Never mind, I've had confirmation. Thanks !

 

[Mark44]

Homework Statement

Let $f$ be piecewise continuous from $[0,+\infty[$ into $V = \mathbb{R}$ or $\mathbb{C}$, such that $f(x) \longrightarrow_{ x\rightarrow +\infty} \ell$.

I think this is nicer notation: $\lim_{x \to \infty} f(x) = \ell$
My LaTeX script is ##\lim_{x \to \infty} f(x) = \ell##

Show that $\frac{1}{x}\ \int_0^x f(t) \ dt \longrightarrow_{ x\rightarrow +\infty} \ell$

Homework Equations

[/B]
Integration of asymptotic comparisons

The Attempt at a Solution

[/B]
Can you tell me if this is correct please ?

Since $f - \ell = o_{+\infty}(1)$, and since $u: x \rightarrow 1$ is non-negative, piecewise continuous, and non-integrable on $[0,+\infty[$, then

$\int_0^x f(t) - \ell \ dt = o_{+\infty}(\int_0^x u(t) \ dt)$

which is the same as saying that $\int_0^x f(t) \ dt - x \ell = o_{+\infty}(x)$.
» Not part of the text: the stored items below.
PR #5249, opened 2024-05-16
feat(TagOverflow): overflow tooltip variants

### LINKED ISSUE #4090: Include variants and content for tag overflow tooltips
The tooltip of the tag overflow should display content from the item labels.

There are [two variants for this](https://pages.github.ibm.com/cdai-design/pal/components/tag-overflow/usage/#styling) — “read-only tags” and “interactive”/filterable tags.

### Design notes
- When rendering read-only text, content should wrap if it does not fit the toggletip width (288px)
- When rendering `tag`, content should truncate if the whole tag does not fit the toggletip width

### Development notes
Relevant props from original `TagSet`.
- `overflowAlign`
- `overflowType`
- `showAllTagsLabel`
- `overflowClassName`

```[tasklist]
### Acceptance criteria
- [x] Add support to modify toggletip position using `overflowAlign`
- [x] Add support for rendering text or tags as `overflowType` inside the toggletip
- [x] Add `showAllLabel` if more than 10 tags are show in the overflow
- [x] Add support for `overflowClassName` for the toggletip popup
- [ ] Review accessibility using the [IBM Accessibility Checker browser extension](https://github.com/IBMa/equal-access)
- [ ] Add and update tests for each prop or scenario
```

szinta:
Closes #4090 

Support overflow content variants. Variants are "read-only tags" and "interactive tags."

#### What did you change?

1. TagOverflowPopover and TagoverflowModal components updated to render read-only or interactive tags based on overflowType prop
2. Alignment of both Additional content Popover and Truncation tooltip are set based on  overflowAlign prop.
3. Text wrap/truncation  applied as per design recommendations 

Storybook


packages/ibm-products/src/components/TagOverflow/TagOverflowModal.js
```diff
@@ -104,11 +105,16 @@ export const TagOverflowModal = ({
...
       </ModalHeader>
       <ModalBody className={`${blockClass}__body`} hasForm>
-        {getFilteredItems().map(({ label, id, ...other }) => (
-          <Tag {...other} filter={false} key={id}>
-            {label}
-          </Tag>
-        ))}
+        {getFilteredItems().map(({ label, id, filter, ...other }) => {
+          if (overflowType !== 'tag') {
+            filter = false;
```
davidmenendez, line 110: we should never be mutating data like this. the conditional should be set as a variable (preferably) or done in the prop
```
const isFilterable = overflowType !== 'tag';
filter={isFilterable}
// OR
filter={overflowType !== 'tag'}
```

packages/ibm-products/src/components/TagOverflow/TagOverflowPopover.js
```diff
@@ -102,29 +102,35 @@ export const TagOverflowPopover = React.forwardRef(
...
               <ul className={`${blockClass}__tag-list`}>
-                {getOverflowPopoverItems().map((tag) => {
-                  const tagProps = {};
-                  if (overflowType === 'tag') {
-                    tagProps.type = 'high-contrast';
+                {getOverflowPopoverItems().map(
+                  ({ tagType, onClose, ...other }) => {
+                    const tagProps = { type: tagType, ...other };
+                    if (overflowType === 'tag') {
+                      tagProps.type = 'high-contrast';
```
davidmenendez, line 109: same comment above regarding variable mutation. it would be preferable to just compute this value in the prop instead of overwriting anything.

_if_ we wanted to take this approach however i would say that it should be handled in the `getOverflowPopoverItems` function. so instead of putting this logic here, it could look more like
```
const getOverflowPopoverItems = () => {
  return overflowTags.filter( ... ).map( { code to add or change properties } );
};
```

davidmenendez (changes requested):

davidmenendez:
additionally, this isn't specifically related to the PR, but i wanted to make a note of this. the `getFilteredItems` could be optimized using the array filter method. consider something like this:
```
const getFilteredItems = () => {
  if (open && search) {
    const filteredTags = allTags.filter((tag) => {
      return tag.label
        ?.toLocaleLowerCase()
        ?.includes(search.toLocaleLowerCase());
    });
    return filteredTags;
  }
  return allTags;
};
```
i didn't see `data-search` in the props anywhere, so i omitted it from this code haha. but yeah this code is slightly nicer because it doesn't rely on pushing items to other arrays. the filter method returns a shallow copy already!

packages/ibm-products/src/components/TagOverflow/TagOverflowModal.js
szinta: Done

packages/ibm-products/src/components/TagOverflow/TagOverflowPopover.js
szinta: Since we already use a map method to render the array elements, I'd rather not introduce another map within getOverflowPopoverItems. So, like you mentioned in the previous comment, I used variables for the conditionals rather than mutating the object.

szinta:
> additionally, this isn't specifically related to the PR, but i wanted to make a note of this. the `getFilteredItems` could be optimized using the array filter method. consider something like this:
> 
> ```
> const getFilteredItems = () => {
>   if (open && search) {
>     const filteredTags = allTags.filter((tag) => {
>       return tag.label
>         ?.toLocaleLowerCase()
>         ?.includes(search.toLocaleLowerCase());
>     });
>     return filteredTags;
>   }
>   return allTags;
> };
> ```
> 
> i didn't see `data-search` in the props anywhere, so i omitted it from this code haha. but yeah this code is slightly nicer because it doesn't rely on pushing items to other arrays. the filter method returns a shallow copy already!

Thanks for suggesting this optimisation. I have updated the code.

davidmenendez (approved):

amal-k-joy (approved):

Multiplying left and right by $\frac{1}{x}$, I get that $\frac{1}{x}\ \int_0^x f(t) \ dt - \ell = o_{+\infty}(1)$ which proves that

$\frac{1}{x}\ \int_0^x f(t) \ dt \longrightarrow_{ x\rightarrow +\infty} \ell$.

Is this OK ?

 

[HallsofIvy]

Homework Statement

Let $f$ be piecewise continuous from $[0,+\infty[$ into $V = \mathbb{R}$ or $\mathbb{C}$, such that $f(x) \longrightarrow_{ x\rightarrow +\infty} \ell$.

Show that $\frac{1}{x}\ \int_0^x f(t) \ dt \longrightarrow_{ x\rightarrow +\infty} \ell$

Homework Equations

[/B]
Integration of asymptotic comparisons

The Attempt at a Solution

[/B]
Can you tell me if this is correct please ?
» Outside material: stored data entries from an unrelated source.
PR #7029, opened 2025-03-04
chore: init utilities section of WC storybook

### LINKED ISSUE #6716: [Tag set] in Web Components

davidmenendez:
contributes to #6716 

this PR only establishes the skeletal structure for the new utilities section. a follow up will be done to add actual documentation content and flesh out the storybook content.


davidmenendez:
thoughts & considerations;

Internally, how do we separate recipe / example code from exportable components?

* there's an `examples` folder in the root, but that's designated for stackblitz
* this PR adds a `utilities` folder under `src` but it doesn't really convey that the repo is just hosting example code
* maybe instead of `Experimental/Utilities/[utility]`in the sidebar we do something like `Experimental/Recipes/[recipe ie Overflowing Items]`
* we need to make sure we're making the distnction clear internally for devs and externally for consumers

sangeethababu9223:
Hey @davidmenendez ,
Is this in progress now?

devadula-nandan:
> thoughts & considerations;
> 
> Internally, how do we separate recipe / example code from exportable components?
> 
> * there's an `examples` folder in the root, but that's designated for stackblitz
> * this PR adds a `utilities` folder under `src` but it doesn't really convey that the repo is just hosting example code
> * maybe instead of `Experimental/Utilities/[utility]`in the sidebar we do something like `Experimental/Recipes/[recipe ie Overflowing Items]`
> * we need to make sure we're making the distnction clear internally for devs and externally for consumers

some more thoughts & considerations

looking at what fluentui did with presentation of their version of overflow utility
https://react.fluentui.dev/?path=/docs/components-overflow--docs
isn't it simpler, to show all examples that are using this utility (TagSet, ActionBar, UserAvatars(overflowing), Buttons, etc) in a single doc page? which could be placed in the path you have mentioned `Experimental/Recipes/[recipe ie Overflowing Items]`

AlexanderMelox (changes requested):

AlexanderMelox:
Screenshot 2025-04-16 at 2 38 48 PM

I would say I prefer if utlities is a header like Experimental, unless the hook is also experimental. I feel like we had a talk about this and I forgot what the consensus was

packages/ibm-products-web-components/src/utilities/overflow-handler/overflow-handler.mdx
```diff
@@ -0,0 +1,12 @@
+import { ArgTypes, Markdown, Meta } from '@storybook/blocks';
```
sangeethababu9223, line 1: We could remove the `ArgTypes ` here, since this story is not part of any specific component and we don't have to list any attributes/props.

davidmenendez:
> Screenshot 2025-04-16 at 2 38 48 PM
> 
> I would say I prefer if utlities is a header like Experimental, unless the hook is also experimental. I feel like we had a talk about this and I forgot what the consensus was

yeah i think we'll want to sort this out after this gets merged

sangeethababu9223 (approved):

AlexanderMelox (approved):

Since $f - \ell = o_{+\infty}(1)$, and since $u: x \rightarrow 1$ is non-negative, piecewise continuous, and non-integrable on $[0,+\infty[$, thena

Surely you meant "integrable" not "non-integrable" here?

$\int_0^x f(t) - \ell \ dt = o_{+\infty}(\int_0^x u(t) \ dt)$

which is the same as saying that $\int_0^x f(t) \ dt - x \ell = o_{+\infty}(x)$.
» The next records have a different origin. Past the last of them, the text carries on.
PR #7031, opened 2025-03-04
feat(custom-element): new es build module

ariellalgilmore:
Closes https://github.com/carbon-design-system/carbon/issues/18761

creates a new `es-custom` folder which will generate our components with `cds-custom-` prefix instead of `cds-`

#### Changelog

**New**

- bump `@carbon/web-components` to latest version (v2.25.0) that includes the `es-custom` build folder
- updated build to add a post build which copies the generates `es` files and then does a find and replace to swap out all instances of `cds` with `cds-custom`
- add `es-custom` to gitignore

#### Testing / Reviewing

run yarn build and see if `es-custom` folder is generated in web components and if the components have the correct prefix

**note**
- User's will need to import two different style files. One with
```
@use '@carbon/styles' with (
  $prefix: 'cds-custom' // Default prefix
);
```
and the other will be just 
```
@use '@carbon/styles' 
```
- Also, they need to set in their tsconfig files if using an angular version before angular 19 to
```
"skipLibCheck": true
```


packages/ibm-products-web-components/package.json
```diff
@@ -51,7 +53,7 @@
   "dependencies": {
     "@carbon/ibm-products-styles": "^2.57.0-rc.0",
     "@carbon/styles": "1.75.0",
-    "@carbon/web-components": "2.23.0",
+    "@carbon/web-components": "file:./package.tgz",
```
annawen1, line 56: oh might want to change it back here 😅

annawen1 (approved):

Multiplying left and right by $\frac{1}{x}$, I get that $\frac{1}{x}\ \int_0^x f(t) \ dt - \ell = o_{+\infty}(1)$ which proves that

$\frac{1}{x}\ \int_0^x f(t) \ dt \longrightarrow_{ x\rightarrow +\infty} \ell$.

Is this OK ?

 

[geoffrey159]

I think this is nicer notation: $\lim_{x \to \infty} f(x) = \ell$
My LaTeX script is ##\lim_{x \to \infty} f(x) = \ell##

:-) Ok thanks, I'll try to follow that notation in the future

Surely you meant "integrable" not "non-integrable" here?

No, why do you say that? $u = 1$ is non-integrable on $[0,+\infty[$ since $\int_0^x u(t) \ dt$ does not have a finite limit as $x$ tends to infinity.